[Start of Attachment]
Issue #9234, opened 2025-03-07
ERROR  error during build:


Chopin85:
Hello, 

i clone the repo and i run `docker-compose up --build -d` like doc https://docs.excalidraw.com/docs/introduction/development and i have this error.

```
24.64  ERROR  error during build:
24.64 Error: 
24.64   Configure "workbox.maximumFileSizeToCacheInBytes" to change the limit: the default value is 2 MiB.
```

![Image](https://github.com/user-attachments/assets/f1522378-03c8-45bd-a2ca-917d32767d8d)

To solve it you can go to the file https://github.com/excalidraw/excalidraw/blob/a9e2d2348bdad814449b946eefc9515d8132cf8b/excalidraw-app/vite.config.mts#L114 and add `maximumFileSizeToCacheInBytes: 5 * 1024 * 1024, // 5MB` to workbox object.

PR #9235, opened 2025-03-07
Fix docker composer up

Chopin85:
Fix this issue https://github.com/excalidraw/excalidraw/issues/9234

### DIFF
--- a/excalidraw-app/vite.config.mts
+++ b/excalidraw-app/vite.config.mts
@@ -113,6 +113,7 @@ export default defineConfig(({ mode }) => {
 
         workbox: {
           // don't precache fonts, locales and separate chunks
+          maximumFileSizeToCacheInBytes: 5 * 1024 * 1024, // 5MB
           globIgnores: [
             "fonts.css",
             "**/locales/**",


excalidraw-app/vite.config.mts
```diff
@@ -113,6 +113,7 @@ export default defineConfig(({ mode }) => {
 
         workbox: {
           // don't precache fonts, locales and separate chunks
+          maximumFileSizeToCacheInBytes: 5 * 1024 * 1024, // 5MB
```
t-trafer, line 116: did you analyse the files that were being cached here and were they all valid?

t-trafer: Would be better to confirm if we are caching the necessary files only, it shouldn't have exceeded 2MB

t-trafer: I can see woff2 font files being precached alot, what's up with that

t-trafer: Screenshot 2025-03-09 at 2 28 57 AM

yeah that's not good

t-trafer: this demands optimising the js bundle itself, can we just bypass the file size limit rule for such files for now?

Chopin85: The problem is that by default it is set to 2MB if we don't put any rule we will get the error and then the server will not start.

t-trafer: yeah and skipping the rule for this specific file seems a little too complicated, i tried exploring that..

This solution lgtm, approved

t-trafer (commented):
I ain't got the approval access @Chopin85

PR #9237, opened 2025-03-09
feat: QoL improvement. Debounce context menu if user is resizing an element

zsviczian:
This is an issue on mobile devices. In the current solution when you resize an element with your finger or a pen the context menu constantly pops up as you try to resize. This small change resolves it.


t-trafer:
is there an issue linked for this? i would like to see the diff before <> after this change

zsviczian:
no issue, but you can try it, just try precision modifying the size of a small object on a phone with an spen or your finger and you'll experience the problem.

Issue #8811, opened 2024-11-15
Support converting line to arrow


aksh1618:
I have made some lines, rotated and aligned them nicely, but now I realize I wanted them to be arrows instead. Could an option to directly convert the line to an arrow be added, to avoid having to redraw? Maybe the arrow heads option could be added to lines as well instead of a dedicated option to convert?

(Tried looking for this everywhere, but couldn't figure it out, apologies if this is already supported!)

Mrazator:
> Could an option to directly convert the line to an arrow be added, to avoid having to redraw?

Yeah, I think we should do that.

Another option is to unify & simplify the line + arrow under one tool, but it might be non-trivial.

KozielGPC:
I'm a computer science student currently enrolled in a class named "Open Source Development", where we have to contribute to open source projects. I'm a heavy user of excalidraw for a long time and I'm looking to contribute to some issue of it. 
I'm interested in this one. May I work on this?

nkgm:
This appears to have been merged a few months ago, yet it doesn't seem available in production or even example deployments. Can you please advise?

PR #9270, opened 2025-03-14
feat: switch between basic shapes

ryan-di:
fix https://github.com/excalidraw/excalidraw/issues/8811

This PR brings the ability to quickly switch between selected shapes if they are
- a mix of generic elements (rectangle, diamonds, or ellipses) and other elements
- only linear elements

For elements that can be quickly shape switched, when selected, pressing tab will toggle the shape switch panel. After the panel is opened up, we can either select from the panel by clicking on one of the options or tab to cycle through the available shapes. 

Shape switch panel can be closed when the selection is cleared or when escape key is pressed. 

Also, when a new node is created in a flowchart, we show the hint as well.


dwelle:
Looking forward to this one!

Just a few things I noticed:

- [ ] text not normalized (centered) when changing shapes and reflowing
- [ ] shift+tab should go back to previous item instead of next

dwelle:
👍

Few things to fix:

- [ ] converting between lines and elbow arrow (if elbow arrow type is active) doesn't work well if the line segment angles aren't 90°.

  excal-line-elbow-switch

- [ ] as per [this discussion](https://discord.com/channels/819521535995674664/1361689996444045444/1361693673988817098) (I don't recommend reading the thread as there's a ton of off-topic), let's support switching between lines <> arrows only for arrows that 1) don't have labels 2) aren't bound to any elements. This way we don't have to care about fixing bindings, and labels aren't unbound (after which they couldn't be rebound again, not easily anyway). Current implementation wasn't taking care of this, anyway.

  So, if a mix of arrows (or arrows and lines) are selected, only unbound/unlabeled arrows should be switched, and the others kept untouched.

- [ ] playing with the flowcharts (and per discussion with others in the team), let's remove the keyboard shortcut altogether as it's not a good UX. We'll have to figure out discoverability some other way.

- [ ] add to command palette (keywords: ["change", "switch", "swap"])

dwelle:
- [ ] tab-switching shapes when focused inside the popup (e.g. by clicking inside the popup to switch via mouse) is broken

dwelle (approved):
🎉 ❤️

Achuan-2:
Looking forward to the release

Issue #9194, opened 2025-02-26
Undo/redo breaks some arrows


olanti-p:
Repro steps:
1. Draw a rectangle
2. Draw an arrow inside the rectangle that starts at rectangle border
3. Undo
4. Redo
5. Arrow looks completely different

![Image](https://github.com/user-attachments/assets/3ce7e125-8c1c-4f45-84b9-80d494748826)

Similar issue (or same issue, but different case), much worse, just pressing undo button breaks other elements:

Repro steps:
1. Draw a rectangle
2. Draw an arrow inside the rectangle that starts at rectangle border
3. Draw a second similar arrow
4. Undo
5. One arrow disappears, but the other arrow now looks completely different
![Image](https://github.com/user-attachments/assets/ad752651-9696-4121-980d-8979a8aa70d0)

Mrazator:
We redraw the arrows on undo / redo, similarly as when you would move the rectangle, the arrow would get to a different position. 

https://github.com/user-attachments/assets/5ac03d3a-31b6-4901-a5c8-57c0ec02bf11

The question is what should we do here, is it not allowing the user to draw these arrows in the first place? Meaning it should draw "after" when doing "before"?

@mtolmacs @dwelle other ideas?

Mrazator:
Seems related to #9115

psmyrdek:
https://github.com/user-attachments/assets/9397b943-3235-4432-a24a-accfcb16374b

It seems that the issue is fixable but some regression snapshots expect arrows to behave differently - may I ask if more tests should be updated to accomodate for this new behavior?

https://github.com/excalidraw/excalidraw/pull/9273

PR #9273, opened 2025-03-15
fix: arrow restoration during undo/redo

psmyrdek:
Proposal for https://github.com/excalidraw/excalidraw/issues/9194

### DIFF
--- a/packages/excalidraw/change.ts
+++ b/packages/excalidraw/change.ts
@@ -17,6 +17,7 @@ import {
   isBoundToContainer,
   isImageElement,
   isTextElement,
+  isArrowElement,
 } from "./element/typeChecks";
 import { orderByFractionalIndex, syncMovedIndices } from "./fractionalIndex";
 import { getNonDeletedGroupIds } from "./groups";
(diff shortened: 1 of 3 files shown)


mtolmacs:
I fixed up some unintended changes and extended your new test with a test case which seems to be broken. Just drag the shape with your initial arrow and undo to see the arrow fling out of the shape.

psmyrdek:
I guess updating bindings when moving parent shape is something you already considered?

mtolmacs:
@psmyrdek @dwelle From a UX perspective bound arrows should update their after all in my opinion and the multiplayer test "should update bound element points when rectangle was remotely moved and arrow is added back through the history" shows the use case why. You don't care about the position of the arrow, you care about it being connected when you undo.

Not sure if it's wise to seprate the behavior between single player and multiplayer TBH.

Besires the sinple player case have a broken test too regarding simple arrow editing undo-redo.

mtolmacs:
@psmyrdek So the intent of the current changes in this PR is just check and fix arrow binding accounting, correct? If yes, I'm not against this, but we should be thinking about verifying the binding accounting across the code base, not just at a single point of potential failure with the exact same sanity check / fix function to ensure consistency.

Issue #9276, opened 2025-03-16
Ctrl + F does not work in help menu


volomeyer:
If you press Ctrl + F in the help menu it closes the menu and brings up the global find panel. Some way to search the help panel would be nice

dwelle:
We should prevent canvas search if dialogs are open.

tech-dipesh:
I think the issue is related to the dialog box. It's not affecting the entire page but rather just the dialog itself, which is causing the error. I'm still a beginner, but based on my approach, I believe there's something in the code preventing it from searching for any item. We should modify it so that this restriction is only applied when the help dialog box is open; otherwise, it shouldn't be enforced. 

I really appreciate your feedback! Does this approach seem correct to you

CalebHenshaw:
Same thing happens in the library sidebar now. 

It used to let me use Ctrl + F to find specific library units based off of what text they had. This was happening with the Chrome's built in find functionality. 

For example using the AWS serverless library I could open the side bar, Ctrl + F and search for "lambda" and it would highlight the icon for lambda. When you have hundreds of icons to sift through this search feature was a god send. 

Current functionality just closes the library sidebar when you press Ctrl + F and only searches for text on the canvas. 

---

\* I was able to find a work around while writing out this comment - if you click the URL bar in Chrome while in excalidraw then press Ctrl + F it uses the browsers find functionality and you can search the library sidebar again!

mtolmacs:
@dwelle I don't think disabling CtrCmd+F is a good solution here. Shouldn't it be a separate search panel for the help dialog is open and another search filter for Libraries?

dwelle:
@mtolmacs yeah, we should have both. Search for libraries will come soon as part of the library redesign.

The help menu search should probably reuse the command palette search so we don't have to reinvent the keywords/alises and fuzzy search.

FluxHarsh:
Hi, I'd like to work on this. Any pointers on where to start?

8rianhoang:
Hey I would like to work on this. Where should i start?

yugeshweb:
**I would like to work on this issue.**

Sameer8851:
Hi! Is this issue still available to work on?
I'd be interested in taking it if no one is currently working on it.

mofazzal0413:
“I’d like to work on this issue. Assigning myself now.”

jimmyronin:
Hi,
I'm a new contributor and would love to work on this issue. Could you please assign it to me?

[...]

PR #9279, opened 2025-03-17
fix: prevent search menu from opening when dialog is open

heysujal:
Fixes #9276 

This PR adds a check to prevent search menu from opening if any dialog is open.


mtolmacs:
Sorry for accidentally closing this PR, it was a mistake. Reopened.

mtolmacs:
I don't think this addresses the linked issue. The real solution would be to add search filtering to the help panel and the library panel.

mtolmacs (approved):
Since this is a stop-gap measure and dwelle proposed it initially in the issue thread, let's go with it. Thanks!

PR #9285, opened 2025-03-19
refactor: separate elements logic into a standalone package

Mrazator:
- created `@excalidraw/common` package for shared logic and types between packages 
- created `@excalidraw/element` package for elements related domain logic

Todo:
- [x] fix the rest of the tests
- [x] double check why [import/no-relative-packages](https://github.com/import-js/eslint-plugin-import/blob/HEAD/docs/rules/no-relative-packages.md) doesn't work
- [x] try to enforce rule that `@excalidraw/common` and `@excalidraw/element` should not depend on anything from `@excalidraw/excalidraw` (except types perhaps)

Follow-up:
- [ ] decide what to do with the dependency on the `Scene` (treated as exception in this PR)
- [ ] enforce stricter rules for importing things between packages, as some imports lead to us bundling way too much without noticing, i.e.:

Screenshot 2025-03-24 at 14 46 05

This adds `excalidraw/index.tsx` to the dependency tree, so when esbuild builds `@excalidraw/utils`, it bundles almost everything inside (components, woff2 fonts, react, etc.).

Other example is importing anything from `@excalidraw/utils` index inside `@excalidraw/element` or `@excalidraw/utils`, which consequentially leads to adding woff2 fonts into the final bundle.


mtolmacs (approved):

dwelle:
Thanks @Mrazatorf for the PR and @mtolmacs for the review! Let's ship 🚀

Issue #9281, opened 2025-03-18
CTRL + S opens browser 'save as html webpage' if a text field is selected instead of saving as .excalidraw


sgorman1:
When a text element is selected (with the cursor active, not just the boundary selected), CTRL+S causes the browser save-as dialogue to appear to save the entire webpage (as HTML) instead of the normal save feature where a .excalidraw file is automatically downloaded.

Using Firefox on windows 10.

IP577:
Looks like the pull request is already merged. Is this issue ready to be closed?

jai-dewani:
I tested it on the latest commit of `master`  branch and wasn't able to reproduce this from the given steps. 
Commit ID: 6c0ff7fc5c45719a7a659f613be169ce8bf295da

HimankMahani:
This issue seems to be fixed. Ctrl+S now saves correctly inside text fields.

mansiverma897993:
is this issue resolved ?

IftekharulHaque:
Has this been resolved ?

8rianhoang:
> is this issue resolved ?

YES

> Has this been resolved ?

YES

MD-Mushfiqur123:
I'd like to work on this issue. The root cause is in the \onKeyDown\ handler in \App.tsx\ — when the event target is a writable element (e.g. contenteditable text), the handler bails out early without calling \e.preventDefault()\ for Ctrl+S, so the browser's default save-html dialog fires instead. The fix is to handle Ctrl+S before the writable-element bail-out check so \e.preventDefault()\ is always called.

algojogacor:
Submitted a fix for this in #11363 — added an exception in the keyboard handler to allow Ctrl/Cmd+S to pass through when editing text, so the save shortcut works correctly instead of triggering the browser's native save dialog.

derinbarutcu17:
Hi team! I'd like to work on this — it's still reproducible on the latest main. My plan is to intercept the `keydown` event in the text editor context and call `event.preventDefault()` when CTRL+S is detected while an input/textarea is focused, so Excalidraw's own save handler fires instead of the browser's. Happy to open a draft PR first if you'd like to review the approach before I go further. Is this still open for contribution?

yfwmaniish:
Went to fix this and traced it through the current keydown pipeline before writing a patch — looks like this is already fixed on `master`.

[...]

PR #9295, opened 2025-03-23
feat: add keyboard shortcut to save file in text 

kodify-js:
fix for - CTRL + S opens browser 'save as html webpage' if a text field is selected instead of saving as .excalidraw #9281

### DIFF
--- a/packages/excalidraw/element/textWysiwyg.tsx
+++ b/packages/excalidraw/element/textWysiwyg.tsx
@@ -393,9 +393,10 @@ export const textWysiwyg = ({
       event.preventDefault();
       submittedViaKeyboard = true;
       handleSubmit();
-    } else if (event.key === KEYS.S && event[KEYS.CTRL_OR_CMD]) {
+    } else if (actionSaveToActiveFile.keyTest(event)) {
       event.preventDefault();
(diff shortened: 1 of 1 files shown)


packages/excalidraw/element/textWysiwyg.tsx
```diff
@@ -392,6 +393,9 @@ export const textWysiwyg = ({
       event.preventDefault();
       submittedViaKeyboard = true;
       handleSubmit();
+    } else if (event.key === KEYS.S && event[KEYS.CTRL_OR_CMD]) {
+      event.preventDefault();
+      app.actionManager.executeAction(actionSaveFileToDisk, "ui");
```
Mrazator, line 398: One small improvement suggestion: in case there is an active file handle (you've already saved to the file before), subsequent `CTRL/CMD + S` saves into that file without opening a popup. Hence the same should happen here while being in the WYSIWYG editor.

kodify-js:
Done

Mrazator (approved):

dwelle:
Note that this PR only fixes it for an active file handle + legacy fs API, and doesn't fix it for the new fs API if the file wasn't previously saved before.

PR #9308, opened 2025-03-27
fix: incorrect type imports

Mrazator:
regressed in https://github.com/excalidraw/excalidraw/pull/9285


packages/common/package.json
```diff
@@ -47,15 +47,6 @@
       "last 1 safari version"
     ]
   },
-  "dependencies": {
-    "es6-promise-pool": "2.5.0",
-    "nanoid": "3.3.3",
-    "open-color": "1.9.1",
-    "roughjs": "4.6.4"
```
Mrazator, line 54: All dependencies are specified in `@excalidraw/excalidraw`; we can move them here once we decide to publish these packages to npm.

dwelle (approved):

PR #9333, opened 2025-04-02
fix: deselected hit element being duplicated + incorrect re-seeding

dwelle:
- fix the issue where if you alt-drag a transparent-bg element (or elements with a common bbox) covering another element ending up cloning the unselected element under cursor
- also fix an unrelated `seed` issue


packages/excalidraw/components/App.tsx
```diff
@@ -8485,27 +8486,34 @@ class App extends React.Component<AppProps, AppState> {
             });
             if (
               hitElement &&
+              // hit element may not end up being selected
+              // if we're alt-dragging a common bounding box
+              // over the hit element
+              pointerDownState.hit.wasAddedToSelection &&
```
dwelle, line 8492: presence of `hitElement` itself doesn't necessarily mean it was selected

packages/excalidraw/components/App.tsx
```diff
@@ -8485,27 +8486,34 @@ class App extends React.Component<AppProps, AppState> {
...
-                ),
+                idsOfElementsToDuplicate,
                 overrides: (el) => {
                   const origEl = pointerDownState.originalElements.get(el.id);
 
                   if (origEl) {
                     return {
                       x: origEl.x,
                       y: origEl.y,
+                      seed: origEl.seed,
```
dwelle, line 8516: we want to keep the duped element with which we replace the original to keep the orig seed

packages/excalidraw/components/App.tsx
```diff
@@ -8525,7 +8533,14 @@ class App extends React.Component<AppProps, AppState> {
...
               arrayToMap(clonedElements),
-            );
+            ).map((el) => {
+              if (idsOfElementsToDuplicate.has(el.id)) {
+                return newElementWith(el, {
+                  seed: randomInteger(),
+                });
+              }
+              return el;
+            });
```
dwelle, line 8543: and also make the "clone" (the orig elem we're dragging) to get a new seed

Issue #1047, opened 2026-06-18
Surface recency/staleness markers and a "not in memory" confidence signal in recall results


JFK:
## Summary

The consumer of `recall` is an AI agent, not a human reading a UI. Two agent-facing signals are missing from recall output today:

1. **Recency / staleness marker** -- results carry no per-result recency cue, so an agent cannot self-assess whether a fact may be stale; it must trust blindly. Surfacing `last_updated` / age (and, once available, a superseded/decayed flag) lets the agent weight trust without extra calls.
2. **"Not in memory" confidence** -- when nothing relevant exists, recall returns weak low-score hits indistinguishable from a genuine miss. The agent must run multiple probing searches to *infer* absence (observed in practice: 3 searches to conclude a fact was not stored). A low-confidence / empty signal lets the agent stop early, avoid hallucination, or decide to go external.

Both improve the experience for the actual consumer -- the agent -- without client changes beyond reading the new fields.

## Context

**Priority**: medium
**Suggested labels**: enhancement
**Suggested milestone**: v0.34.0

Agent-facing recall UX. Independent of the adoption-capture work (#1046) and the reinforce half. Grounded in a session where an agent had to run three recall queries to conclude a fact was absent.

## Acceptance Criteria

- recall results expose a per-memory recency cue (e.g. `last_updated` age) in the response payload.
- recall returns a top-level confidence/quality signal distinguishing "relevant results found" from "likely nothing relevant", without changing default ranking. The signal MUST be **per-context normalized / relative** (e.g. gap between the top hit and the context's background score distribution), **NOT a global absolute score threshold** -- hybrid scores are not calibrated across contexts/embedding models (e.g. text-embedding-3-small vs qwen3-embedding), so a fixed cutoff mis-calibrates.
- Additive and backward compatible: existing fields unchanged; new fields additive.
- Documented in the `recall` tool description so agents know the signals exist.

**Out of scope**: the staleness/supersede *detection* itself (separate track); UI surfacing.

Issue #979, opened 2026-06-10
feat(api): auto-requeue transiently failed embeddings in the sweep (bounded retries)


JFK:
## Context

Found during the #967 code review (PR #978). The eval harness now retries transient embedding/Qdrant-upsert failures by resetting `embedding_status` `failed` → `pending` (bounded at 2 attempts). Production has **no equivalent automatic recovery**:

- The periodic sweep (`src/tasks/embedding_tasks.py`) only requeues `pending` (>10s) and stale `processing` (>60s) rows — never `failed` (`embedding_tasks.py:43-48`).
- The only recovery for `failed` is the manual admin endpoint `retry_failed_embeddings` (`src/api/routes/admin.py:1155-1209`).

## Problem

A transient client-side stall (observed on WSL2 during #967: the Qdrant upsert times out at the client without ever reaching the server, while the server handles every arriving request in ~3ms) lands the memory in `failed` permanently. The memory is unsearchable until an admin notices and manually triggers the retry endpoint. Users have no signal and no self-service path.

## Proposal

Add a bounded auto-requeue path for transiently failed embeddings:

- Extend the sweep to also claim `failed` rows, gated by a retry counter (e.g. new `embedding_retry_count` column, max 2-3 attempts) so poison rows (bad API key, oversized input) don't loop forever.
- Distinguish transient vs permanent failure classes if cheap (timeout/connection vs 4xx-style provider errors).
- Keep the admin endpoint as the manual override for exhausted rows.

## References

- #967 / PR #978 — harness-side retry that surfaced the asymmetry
[End of Attachment]
What you are asked to do
The response should be the listing above, limited to the lines between the one holding "For example using" and the one holding "Fixes #9276", inclusive, reproduced exactly.

Answer to the exercise
For example using the AWS serverless library I could open the side bar, Ctrl + F and search for "lambda" and it would highlight the icon for lambda. When you have hundreds of icons to sift through this search feature was a god send. 

Current functionality just closes the library sidebar when you press Ctrl + F and only searches for text on the canvas. 

---

\* I was able to find a work around while writing out this comment - if you click the URL bar in Chrome while in excalidraw then press Ctrl + F it uses the browsers find functionality and you can search the library sidebar again!

mtolmacs:
@dwelle I don't think disabling CtrCmd+F is a good solution here. Shouldn't it be a separate search panel for the help dialog is open and another search filter for Libraries?

dwelle:
@mtolmacs yeah, we should have both. Search for libraries will come soon as part of the library redesign.

The help menu search should probably reuse the command palette search so we don't have to reinvent the keywords/alises and fuzzy search.

FluxHarsh:
Hi, I'd like to work on this. Any pointers on where to start?

8rianhoang:
Hey I would like to work on this. Where should i start?

yugeshweb:
**I would like to work on this issue.**

Sameer8851:
Hi! Is this issue still available to work on?
I'd be interested in taking it if no one is currently working on it.

mofazzal0413:
“I’d like to work on this issue. Assigning myself now.”

jimmyronin:
Hi,
I'm a new contributor and would love to work on this issue. Could you please assign it to me?

[...]

PR #9279, opened 2025-03-17
fix: prevent search menu from opening when dialog is open

heysujal:
Fixes #9276 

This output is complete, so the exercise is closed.